MannKind Corporation recognized the problems with current mealtime insulins and has developed a technology for drug stabilization. That technology was able to stabilize insulin monomers and the development was successful, creating a powder formulation called Technosphere Insulin that could effectively and efficiently be administered by oral inhalation that ELIMINATED subcutaneous prandial injections. This very rapid-acting insulin called Afrezza enters the blood very quickly, peaking in about 12-15 minutes and is eliminated from the body in a couple of hours. This pharmacokinetic/dynamic profile mimics what happens with insulin released in a person without diabetes and the result is significantly less hypoglycemia. It is even difficult to envision how there could be any hypoglycemia generated from properly timed Afrezza dosing. Much of the reduced level of hypoglycemia during the clinical trials was probably caused by the basal insulin or sulfonylureas (in type 2).

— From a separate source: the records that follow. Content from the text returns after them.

PR #1039, opened 2024-02-01
Make CI publish on release creation.

BenediktBurger:
Requires also the following steps:

- [x] Create environment `release`
- [x] Add this configuration to trusted publishers on pypi
- [x] Adjust RELEASE.md

### DIFF
--- a/.github/workflows/python-publish.yml
+++ b/.github/workflows/python-publish.yml
@@ -1,0 +1,31 @@
+# This workflow will upload a Python Package using Twine when a release is created
+# For more information see: https://help.github.com/en/actions/language-and-framework-guides/using-python-with-github-actions#publishing-to-package-registries
+
+name: Build and Upload Python Package
+
+on:
+  release:
+    types: [published]
+
+jobs:
+  deploy:
+
+    runs-on: ubuntu-latest
+    environment: release
+    permissions:
+      id-token: write  # IMPORTANT: this permission is mandatory for trusted publishing
+
+    steps:
+    - uses: actions/checkout@v4
+    - name: Set up Python
+      uses: actions/setup-python@v4
+      with:
+        python-version: '3.x'
+    - name: Install dependencies
+      run: |
+        python -m pip install --upgrade pip
+        pip install build twine
+    - name: Build package
+      run: python -m build
+    - name: Publish package
+      uses: pypa/gh-action-pypi-publish@v1.8.11
--- a/.github/workflows/python-publish.yml
+++ b/.github/workflows/python-publish.yml
@@ -18,7 +18,7 @@ jobs:
     steps:
     - uses: actions/checkout@v4
     - name: Set up Python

The Figure below shows the comparison between Afrezza and Bi-phasic Endogenous Insulin:
Although the dynamic response of Afrezza in the blood compares incredibly well to the total insulin response of a healthy person to an average short term meal, that is very different from the response of current prandial insulin products. The dynamic effects of the very-rapid-acting insulin and of the current prandial insulins are shown in the following Figure:
Current prandial insulins start far too slowly and last far too long. In my opinion, when one evaluates the pathophysiology of both type 1 and type 2 diabetes the pharmacokinetic/dynamic profile of Afrezza, an insulin that has now been approved by the FDA, it is seen that it creates an ideal profile to prevent the spikes in blood glucose levels after meals for both type 1 and type 2 patients. In type 2 patients, the first insulin problem is the loss of the first phase insulin release, so inhaling Afrezza should be a great treatment to overcome that physiologic defect in early type 2. For those with more advanced type 2, taking a basal insulin like Lantus or Levemir, adding Afrezza would greatly improve after meal elevations. For type 1 patients, a once daily shot of a basal insulin with inhalation of Afrezza for meals would much more likely simulate the normal physiologic release of insulin. Insulin pump patients could use Afrezza with each meal and take 1 shot of a basal insulin and greatly reduce the cost of treatment plus supplies. Afrezza does not cause a SHARPS problem and that is another major advantage. It could also be used for the many diabetes patients who have gastroparesis and those of us who have taken insulin over many years and have developed much scarring and thus unpredictable absorption of insulin. Also, Afrezza could be used by patients for correction doses when blood glucose levels are elevated. It is an especially good insulin for the many patients worldwide who detest insulin injections.”